**What the task asks**
Your answer should be a single number: the count of lines in the entries below that contain "connectivitySelector".

**Data supplied**
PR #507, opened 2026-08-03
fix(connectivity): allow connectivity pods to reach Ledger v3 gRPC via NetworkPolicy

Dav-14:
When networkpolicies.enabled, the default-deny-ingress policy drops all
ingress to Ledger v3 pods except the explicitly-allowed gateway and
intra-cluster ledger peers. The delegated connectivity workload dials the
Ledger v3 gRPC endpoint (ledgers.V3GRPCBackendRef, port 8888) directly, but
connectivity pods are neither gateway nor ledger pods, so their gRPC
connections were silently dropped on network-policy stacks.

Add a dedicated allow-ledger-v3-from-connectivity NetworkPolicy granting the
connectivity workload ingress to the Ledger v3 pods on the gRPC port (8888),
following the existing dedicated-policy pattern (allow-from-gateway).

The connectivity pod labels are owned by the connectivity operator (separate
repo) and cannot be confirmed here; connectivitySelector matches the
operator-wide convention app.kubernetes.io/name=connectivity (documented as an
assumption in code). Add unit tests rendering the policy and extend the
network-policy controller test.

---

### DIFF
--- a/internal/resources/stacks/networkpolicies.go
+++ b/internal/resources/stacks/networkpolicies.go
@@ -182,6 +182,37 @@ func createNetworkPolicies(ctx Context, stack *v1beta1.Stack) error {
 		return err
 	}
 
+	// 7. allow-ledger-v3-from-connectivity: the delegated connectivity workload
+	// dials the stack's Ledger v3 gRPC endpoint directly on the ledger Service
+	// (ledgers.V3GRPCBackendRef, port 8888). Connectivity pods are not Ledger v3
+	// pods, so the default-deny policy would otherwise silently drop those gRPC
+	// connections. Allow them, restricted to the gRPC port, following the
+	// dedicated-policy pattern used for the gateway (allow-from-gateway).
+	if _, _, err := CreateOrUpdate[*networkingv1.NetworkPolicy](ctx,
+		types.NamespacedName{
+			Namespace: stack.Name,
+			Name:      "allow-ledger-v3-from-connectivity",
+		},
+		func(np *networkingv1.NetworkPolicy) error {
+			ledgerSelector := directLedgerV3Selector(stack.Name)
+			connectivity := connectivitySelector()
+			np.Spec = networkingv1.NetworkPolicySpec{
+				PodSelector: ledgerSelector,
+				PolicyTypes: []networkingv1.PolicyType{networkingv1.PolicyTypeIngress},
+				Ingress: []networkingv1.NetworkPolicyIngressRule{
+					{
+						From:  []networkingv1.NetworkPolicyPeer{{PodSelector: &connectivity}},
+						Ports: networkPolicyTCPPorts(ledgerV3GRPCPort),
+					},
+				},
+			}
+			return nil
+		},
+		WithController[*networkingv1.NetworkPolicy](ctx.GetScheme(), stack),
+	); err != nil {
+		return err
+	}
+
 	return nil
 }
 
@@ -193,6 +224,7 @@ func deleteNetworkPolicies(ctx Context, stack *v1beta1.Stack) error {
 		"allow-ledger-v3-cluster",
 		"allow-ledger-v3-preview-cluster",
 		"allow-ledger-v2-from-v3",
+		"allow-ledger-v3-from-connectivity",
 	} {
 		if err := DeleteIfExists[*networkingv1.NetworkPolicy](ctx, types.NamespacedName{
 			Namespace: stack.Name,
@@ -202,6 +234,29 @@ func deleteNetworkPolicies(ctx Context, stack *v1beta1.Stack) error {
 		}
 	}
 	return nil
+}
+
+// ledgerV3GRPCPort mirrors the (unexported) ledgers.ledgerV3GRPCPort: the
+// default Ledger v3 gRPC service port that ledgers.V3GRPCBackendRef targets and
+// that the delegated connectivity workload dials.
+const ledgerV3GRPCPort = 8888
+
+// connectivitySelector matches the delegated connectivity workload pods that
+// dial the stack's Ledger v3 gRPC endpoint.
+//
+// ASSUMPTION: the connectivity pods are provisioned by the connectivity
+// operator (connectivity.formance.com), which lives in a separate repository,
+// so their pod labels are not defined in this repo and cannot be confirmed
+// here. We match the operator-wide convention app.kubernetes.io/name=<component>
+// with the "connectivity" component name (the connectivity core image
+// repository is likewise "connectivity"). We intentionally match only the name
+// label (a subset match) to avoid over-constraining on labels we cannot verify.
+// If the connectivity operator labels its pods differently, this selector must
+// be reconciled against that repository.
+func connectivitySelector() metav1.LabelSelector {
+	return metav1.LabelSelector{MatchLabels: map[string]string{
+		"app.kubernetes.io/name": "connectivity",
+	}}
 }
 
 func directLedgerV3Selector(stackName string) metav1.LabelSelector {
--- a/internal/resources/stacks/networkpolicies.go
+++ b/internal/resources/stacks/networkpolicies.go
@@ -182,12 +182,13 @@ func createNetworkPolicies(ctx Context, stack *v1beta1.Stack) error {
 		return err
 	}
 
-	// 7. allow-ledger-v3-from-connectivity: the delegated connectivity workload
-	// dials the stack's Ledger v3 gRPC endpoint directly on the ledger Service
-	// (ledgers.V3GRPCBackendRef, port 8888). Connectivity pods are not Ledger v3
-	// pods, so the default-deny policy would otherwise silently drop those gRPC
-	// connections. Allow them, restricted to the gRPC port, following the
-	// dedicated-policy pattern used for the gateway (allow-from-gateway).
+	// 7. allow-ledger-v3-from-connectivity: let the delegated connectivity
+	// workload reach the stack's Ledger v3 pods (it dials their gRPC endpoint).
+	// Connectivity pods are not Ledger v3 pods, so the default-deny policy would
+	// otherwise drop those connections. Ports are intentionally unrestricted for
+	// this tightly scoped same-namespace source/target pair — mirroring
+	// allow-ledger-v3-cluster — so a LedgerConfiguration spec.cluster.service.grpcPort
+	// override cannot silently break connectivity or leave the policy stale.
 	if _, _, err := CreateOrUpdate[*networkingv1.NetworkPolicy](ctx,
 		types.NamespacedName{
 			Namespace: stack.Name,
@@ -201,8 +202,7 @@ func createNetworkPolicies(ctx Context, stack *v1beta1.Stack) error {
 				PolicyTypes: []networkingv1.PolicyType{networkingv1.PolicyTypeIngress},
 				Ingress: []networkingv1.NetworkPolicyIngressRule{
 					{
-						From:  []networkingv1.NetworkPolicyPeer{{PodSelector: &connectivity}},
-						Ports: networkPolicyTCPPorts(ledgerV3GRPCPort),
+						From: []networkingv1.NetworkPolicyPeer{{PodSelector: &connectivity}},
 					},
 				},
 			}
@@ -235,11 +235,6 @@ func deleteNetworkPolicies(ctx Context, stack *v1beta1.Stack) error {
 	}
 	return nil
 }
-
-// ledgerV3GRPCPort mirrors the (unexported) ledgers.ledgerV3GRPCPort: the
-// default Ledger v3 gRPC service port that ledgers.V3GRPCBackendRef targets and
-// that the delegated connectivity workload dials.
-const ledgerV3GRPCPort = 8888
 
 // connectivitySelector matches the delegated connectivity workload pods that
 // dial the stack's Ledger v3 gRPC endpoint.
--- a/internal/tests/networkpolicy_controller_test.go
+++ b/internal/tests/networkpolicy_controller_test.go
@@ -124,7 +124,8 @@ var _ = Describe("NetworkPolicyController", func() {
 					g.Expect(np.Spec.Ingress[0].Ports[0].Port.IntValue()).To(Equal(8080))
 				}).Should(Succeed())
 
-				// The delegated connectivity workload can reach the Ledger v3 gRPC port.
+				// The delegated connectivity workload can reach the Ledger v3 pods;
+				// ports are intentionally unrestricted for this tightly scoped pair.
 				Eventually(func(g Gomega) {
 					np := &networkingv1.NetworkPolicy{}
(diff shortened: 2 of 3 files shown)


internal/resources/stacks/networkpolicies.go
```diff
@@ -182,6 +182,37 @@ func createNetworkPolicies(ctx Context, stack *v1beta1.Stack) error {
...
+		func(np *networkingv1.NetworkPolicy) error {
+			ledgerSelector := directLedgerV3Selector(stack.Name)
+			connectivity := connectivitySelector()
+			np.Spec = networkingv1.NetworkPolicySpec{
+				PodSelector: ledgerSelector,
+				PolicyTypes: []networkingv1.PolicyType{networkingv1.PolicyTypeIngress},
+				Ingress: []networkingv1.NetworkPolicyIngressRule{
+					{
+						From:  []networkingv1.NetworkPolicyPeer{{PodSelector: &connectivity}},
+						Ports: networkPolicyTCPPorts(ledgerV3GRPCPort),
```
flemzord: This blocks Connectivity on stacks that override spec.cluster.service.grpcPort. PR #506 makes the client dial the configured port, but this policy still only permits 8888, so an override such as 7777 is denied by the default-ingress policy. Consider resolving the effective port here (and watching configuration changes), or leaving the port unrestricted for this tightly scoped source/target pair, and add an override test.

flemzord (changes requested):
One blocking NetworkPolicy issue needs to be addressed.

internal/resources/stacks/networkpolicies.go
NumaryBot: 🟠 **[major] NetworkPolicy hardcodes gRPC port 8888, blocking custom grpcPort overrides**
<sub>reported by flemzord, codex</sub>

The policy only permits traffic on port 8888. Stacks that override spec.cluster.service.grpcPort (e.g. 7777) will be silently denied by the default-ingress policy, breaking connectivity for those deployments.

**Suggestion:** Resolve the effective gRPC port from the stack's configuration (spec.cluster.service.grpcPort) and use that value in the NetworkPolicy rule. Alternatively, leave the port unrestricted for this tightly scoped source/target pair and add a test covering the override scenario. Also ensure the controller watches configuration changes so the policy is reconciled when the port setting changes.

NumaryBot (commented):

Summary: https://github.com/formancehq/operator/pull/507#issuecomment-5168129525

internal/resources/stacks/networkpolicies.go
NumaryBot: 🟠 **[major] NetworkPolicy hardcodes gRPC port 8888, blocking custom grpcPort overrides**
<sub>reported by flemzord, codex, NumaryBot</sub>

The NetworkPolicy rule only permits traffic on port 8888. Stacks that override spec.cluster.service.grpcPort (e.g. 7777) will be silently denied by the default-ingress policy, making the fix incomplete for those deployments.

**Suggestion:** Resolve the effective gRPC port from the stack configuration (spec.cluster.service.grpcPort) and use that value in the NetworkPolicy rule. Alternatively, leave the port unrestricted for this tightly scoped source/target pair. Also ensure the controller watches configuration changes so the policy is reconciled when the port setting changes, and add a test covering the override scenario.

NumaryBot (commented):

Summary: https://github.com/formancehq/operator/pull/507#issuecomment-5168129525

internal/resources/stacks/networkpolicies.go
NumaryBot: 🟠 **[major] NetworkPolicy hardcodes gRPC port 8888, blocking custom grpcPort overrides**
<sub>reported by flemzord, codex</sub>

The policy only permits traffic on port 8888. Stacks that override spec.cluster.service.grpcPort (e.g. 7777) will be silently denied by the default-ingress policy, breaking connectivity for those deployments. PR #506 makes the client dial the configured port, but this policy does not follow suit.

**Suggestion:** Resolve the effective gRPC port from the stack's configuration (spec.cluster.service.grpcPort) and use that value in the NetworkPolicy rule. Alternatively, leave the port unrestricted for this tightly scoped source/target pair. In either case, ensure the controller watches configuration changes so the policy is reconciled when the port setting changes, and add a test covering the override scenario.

**Solution below**
6